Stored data
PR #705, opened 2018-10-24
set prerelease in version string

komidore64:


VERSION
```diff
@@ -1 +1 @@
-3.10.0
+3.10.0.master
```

...

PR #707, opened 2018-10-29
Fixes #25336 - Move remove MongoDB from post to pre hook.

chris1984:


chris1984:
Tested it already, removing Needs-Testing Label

--

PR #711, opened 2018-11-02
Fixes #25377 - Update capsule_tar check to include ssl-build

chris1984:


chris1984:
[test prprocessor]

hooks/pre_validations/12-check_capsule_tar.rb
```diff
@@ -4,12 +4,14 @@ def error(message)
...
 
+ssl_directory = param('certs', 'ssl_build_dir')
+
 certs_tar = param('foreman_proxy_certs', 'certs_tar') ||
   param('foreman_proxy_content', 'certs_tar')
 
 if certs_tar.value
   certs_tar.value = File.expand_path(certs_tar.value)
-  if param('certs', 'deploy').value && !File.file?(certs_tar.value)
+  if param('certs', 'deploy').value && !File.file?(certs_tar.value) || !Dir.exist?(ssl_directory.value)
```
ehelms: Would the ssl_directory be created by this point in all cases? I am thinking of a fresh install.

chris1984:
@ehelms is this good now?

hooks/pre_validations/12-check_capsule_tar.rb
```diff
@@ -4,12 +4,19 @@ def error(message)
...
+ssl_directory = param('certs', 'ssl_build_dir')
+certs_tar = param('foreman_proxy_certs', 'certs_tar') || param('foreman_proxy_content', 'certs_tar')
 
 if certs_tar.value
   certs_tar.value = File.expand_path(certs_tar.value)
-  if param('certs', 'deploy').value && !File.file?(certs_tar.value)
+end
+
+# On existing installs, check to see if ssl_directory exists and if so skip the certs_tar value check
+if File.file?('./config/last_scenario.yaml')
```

* Exercise brief: For the records above, give the number of lines containing the string "opened" and no other words.

* Solution: 3